EXERCISE PROMPT -> Look through the records and copy each line that has "coexists" in it.

----

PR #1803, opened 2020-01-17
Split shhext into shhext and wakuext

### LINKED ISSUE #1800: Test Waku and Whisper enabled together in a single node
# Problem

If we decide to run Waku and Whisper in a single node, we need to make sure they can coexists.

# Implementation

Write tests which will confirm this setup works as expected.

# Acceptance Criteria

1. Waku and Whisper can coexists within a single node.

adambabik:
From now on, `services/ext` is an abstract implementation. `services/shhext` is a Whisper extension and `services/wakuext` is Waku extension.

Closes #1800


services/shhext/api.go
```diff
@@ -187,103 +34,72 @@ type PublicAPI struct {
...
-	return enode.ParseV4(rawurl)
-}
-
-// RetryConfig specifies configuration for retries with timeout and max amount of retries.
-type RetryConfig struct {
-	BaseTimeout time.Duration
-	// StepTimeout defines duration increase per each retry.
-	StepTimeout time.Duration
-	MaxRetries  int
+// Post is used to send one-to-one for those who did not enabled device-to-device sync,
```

----

OUTPUT FOR THIS EXERCISE ->
If we decide to run Waku and Whisper in a single node, we need to make sure they can coexists.
1. Waku and Whisper can coexists within a single node.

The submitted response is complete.